Start of Information given

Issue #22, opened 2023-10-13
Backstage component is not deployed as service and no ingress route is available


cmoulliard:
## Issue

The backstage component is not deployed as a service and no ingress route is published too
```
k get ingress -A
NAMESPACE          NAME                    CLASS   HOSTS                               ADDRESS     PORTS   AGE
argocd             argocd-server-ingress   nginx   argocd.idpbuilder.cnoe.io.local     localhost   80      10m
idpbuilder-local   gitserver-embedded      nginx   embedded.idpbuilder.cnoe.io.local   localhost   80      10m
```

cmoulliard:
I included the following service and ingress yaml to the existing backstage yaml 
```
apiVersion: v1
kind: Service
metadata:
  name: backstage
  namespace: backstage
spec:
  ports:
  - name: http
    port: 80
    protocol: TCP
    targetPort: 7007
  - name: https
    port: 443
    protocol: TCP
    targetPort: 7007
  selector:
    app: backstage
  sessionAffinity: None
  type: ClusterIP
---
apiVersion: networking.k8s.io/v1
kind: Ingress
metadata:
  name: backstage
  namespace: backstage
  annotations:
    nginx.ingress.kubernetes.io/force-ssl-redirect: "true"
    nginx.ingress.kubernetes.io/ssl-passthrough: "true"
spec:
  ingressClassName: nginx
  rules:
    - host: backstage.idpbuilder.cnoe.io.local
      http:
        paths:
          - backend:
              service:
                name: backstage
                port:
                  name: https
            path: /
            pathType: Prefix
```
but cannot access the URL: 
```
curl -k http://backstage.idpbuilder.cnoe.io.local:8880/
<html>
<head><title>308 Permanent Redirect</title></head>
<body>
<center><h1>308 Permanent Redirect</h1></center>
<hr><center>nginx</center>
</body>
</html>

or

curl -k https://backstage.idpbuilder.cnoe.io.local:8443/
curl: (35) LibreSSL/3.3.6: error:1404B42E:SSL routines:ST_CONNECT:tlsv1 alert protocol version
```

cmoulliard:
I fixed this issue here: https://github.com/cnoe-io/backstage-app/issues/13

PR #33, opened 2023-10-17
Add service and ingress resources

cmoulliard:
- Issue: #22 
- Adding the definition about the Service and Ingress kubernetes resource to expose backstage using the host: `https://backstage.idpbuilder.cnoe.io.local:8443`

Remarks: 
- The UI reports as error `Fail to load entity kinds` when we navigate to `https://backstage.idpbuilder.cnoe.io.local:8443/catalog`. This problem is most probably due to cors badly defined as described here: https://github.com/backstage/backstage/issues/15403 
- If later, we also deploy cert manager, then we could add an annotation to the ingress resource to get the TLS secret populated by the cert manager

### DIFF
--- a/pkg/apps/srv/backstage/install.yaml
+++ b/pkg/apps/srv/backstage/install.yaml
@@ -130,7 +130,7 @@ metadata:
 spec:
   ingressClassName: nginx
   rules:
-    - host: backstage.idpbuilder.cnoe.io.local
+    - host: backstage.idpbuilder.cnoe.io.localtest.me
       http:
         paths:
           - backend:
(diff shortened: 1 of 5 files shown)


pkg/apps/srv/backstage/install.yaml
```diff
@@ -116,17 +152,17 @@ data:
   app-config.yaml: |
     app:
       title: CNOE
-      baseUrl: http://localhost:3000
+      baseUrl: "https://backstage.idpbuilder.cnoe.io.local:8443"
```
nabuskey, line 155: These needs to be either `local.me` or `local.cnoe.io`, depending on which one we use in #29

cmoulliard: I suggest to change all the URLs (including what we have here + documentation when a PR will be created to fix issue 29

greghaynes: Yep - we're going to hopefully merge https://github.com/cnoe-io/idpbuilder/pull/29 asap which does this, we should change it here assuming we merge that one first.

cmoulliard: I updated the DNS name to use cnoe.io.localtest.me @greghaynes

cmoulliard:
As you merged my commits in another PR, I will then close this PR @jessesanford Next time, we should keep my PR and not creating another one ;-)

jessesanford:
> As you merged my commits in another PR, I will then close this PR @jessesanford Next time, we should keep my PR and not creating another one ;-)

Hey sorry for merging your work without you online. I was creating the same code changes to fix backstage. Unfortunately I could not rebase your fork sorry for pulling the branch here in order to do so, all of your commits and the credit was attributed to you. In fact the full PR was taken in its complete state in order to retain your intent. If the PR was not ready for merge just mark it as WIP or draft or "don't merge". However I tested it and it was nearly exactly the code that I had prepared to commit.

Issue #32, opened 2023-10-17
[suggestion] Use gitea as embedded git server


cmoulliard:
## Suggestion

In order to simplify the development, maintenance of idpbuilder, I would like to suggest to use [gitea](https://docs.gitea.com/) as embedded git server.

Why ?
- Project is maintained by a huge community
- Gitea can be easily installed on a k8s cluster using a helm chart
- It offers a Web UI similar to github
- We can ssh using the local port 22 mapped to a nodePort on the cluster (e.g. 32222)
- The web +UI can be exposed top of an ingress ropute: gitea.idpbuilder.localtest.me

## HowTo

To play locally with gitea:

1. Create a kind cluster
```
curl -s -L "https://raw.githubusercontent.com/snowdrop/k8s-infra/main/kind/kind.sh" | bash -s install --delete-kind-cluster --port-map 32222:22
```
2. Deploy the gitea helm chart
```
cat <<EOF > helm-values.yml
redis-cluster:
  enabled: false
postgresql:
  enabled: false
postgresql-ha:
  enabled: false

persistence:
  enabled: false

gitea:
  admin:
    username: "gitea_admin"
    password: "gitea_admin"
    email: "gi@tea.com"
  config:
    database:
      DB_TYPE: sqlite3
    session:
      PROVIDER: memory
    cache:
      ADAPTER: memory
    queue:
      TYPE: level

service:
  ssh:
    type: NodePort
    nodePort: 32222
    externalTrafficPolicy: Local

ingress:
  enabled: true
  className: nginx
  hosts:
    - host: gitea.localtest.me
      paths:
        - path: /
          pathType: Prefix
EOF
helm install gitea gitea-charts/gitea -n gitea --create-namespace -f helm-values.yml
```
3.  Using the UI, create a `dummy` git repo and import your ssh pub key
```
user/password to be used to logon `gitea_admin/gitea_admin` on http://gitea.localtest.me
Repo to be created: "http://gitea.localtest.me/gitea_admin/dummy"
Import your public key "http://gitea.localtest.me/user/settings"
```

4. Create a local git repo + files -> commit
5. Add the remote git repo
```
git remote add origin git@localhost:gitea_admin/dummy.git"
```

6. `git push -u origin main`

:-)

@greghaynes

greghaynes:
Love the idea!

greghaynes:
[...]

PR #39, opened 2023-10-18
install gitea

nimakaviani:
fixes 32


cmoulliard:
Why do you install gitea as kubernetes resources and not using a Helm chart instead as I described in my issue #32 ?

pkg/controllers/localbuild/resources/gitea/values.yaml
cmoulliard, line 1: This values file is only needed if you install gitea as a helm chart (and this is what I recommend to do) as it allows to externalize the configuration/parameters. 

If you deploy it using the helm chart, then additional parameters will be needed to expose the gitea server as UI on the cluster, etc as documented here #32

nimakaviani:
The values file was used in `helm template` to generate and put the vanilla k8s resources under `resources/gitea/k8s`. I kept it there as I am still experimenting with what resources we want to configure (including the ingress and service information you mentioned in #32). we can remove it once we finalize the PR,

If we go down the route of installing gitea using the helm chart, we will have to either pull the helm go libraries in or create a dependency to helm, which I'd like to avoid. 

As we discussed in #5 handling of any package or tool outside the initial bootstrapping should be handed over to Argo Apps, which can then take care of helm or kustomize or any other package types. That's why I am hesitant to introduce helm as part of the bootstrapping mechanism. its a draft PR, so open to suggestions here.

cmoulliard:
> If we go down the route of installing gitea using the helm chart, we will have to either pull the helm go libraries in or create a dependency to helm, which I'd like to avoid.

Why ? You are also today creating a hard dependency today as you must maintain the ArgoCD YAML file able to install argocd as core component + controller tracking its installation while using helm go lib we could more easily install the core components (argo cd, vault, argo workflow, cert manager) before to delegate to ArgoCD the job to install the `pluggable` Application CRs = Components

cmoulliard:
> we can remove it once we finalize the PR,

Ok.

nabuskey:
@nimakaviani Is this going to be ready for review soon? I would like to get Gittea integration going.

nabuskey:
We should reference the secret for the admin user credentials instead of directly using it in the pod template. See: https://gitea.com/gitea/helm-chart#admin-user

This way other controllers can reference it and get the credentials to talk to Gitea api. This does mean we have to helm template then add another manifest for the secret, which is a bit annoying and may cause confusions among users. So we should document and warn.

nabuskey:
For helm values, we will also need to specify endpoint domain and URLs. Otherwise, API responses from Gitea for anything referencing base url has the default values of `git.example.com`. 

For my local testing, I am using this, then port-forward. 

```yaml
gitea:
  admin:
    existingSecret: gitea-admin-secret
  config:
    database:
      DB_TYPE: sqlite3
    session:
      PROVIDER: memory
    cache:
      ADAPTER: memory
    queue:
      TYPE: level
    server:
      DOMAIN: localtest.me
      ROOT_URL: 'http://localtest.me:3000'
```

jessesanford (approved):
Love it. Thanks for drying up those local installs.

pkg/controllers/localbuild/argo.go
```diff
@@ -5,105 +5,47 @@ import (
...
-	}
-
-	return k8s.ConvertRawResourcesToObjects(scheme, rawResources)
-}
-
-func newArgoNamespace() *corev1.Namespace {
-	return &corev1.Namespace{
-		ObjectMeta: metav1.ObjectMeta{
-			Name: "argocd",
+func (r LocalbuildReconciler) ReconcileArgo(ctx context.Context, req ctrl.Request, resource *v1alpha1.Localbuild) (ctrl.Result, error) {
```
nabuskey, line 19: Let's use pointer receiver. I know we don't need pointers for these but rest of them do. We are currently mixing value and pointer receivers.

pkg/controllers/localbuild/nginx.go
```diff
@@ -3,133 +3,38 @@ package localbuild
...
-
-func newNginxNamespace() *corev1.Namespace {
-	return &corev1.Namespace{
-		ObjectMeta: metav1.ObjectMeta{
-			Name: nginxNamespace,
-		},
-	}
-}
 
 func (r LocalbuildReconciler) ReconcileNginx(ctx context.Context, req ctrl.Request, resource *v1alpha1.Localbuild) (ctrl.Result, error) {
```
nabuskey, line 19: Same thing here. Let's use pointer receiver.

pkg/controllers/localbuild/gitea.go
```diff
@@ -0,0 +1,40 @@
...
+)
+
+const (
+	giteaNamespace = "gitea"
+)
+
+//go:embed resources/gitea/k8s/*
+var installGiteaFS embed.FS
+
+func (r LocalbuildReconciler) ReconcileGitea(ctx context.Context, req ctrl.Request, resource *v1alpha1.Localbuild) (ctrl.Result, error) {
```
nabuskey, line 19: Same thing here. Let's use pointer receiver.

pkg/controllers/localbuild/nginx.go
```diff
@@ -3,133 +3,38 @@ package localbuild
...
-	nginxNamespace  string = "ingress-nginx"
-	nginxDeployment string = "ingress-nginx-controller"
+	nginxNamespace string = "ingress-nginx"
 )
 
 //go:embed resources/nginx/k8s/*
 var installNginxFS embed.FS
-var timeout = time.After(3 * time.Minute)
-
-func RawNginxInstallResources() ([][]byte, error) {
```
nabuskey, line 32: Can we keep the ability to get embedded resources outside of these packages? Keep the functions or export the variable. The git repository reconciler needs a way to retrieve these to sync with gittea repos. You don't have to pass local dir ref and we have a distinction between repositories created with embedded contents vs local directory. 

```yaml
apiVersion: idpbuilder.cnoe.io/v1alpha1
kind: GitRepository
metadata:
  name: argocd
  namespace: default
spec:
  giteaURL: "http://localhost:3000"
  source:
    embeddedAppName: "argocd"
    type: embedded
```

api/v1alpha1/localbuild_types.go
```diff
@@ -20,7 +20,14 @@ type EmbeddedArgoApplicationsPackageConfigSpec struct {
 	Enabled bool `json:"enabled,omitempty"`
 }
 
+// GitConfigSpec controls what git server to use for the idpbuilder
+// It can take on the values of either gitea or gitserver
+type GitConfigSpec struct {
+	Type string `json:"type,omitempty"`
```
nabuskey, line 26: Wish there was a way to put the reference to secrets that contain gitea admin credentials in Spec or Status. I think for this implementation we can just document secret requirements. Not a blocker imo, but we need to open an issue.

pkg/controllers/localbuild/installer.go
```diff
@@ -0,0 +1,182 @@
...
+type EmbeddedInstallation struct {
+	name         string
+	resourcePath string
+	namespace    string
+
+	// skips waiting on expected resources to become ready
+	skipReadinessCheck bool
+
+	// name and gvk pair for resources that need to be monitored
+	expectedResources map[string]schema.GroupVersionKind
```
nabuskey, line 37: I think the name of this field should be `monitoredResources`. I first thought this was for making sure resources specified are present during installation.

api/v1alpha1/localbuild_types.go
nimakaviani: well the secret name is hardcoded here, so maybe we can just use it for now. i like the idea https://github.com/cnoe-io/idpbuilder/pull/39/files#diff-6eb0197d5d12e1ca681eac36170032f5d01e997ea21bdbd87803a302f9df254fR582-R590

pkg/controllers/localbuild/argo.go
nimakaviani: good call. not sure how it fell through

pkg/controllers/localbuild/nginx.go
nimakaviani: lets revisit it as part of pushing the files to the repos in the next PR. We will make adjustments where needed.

End of Information given

:: Your task ::
Wherever the string "deployed" appears in the entries, copy that line.

:: Written answer ::
Backstage component is not deployed as service and no ingress route is available
The backstage component is not deployed as a service and no ingress route is published too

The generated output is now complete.